◆ **Exercise prompt**: Among the entries below, find the line with "else if .Capabilities.APIVersions.Has", then quote it and each following line up to and including the line with "The chart is using", and nothing else.

++++ The input

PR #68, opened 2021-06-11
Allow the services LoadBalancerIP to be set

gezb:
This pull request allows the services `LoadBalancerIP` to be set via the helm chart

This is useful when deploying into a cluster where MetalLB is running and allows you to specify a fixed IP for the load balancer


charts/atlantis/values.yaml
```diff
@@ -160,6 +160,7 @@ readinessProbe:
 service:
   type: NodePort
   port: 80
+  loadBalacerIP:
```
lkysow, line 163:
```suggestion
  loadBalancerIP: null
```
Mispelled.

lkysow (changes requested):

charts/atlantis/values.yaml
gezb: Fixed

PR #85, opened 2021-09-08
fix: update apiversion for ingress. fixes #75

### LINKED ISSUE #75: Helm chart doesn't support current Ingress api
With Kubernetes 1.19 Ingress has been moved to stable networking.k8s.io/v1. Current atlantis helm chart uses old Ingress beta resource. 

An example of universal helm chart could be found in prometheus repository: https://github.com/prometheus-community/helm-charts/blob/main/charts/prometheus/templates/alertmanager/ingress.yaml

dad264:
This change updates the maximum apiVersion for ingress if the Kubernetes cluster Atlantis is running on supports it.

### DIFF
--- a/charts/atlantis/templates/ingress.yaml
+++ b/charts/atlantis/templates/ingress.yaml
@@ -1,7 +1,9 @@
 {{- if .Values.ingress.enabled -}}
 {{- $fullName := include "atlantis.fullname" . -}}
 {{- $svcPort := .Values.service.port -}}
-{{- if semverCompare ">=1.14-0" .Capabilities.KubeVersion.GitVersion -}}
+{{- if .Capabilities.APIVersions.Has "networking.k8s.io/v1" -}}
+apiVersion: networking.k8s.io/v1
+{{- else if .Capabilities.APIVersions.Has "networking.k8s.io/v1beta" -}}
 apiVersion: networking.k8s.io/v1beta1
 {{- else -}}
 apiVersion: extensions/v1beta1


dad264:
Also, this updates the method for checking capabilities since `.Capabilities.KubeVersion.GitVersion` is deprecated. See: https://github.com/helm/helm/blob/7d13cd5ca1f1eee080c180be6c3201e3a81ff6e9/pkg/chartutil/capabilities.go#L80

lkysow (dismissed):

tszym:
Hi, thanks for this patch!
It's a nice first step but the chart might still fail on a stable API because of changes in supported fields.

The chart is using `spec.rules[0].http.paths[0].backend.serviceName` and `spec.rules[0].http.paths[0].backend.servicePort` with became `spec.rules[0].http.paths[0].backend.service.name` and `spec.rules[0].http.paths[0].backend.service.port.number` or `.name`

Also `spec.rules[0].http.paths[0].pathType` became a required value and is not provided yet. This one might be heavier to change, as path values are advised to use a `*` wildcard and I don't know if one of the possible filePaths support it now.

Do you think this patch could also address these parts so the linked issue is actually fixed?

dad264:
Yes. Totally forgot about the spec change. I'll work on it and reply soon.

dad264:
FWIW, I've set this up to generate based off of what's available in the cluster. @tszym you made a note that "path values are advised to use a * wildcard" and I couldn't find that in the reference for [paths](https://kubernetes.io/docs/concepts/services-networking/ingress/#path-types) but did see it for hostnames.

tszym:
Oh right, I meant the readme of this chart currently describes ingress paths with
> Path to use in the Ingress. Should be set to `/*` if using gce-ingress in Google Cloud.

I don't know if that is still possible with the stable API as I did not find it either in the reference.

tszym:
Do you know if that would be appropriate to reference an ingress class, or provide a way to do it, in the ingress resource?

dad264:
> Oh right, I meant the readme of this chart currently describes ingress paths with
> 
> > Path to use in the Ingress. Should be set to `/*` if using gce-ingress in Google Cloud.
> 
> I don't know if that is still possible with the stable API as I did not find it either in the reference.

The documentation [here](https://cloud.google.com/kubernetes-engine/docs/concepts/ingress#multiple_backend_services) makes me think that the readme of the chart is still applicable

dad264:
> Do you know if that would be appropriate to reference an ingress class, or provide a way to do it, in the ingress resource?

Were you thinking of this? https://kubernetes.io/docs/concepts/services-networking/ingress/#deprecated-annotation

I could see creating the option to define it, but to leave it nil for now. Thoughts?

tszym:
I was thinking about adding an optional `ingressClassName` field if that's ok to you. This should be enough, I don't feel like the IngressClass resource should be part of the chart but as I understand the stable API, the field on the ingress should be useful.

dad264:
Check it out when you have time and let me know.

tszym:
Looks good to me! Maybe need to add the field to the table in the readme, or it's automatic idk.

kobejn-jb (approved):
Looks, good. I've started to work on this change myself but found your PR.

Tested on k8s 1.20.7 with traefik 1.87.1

++++++++
++++ The input

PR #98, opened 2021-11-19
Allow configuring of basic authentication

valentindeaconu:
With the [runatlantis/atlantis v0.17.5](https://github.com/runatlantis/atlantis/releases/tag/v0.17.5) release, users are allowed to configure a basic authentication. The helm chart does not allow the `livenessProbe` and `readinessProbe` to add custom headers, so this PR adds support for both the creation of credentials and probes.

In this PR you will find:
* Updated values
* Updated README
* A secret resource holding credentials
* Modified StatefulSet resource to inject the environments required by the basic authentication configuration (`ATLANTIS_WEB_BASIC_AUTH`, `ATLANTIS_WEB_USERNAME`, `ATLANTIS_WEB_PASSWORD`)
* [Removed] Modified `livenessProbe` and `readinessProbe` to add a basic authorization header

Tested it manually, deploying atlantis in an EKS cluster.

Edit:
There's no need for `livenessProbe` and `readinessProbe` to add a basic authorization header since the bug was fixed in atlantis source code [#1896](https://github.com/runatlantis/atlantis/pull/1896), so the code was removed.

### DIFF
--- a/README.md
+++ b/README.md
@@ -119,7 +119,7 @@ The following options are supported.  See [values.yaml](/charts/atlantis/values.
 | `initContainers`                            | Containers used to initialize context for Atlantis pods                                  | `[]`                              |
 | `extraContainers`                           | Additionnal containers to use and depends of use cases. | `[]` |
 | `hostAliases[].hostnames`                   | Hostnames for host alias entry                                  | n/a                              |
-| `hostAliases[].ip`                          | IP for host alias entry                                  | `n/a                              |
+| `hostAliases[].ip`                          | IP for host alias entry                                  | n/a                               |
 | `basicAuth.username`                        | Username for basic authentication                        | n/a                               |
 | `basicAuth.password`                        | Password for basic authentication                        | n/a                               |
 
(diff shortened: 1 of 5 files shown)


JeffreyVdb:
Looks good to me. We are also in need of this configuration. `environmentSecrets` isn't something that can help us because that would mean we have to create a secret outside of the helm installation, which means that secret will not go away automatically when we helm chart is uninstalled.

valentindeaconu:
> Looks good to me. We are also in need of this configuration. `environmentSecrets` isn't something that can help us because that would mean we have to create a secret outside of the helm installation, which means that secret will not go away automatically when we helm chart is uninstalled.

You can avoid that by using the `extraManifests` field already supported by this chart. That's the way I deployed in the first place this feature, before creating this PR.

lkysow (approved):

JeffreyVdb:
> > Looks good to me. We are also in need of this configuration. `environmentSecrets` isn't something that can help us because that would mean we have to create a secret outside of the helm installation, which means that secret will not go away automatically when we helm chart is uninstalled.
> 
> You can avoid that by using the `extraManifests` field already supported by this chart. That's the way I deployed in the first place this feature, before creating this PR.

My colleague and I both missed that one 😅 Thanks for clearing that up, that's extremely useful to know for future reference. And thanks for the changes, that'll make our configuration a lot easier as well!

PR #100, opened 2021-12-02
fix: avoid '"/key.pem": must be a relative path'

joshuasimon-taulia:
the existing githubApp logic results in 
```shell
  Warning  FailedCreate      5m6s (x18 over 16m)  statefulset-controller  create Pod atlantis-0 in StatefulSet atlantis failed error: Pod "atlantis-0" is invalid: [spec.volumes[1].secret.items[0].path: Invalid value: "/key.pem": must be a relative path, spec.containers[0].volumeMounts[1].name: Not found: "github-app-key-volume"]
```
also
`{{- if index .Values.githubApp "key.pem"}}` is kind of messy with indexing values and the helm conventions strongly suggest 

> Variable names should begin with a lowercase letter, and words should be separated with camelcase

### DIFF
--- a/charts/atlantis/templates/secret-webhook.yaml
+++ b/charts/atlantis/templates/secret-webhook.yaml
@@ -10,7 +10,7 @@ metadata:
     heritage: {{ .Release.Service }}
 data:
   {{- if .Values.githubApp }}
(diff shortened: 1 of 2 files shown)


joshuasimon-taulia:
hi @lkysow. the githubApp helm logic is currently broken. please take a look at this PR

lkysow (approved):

++++++++
++++ The input

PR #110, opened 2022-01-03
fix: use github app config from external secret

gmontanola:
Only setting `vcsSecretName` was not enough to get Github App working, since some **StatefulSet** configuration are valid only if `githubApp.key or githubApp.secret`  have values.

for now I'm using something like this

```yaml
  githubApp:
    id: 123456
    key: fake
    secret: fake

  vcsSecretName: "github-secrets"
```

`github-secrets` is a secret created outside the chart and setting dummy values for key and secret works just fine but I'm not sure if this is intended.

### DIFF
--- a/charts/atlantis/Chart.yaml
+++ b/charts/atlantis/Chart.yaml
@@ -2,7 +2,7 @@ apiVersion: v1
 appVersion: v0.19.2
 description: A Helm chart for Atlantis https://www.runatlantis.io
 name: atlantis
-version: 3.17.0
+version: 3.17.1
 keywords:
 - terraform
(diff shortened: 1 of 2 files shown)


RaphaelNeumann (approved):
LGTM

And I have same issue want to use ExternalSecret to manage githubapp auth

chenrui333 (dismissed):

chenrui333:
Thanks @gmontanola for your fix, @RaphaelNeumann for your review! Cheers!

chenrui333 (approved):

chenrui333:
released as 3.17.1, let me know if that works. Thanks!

++++++++

◆ **Solved exercise**:
+{{- else if .Capabilities.APIVersions.Has "networking.k8s.io/v1beta" -}}
 apiVersion: networking.k8s.io/v1beta1
 {{- else -}}
 apiVersion: extensions/v1beta1


dad264:
Also, this updates the method for checking capabilities since `.Capabilities.KubeVersion.GitVersion` is deprecated. See: https://github.com/helm/helm/blob/7d13cd5ca1f1eee080c180be6c3201e3a81ff6e9/pkg/chartutil/capabilities.go#L80

lkysow (dismissed):

tszym:
Hi, thanks for this patch!
It's a nice first step but the chart might still fail on a stable API because of changes in supported fields.

The chart is using `spec.rules[0].http.paths[0].backend.serviceName` and `spec.rules[0].http.paths[0].backend.servicePort` with became `spec.rules[0].http.paths[0].backend.service.name` and `spec.rules[0].http.paths[0].backend.service.port.number` or `.name`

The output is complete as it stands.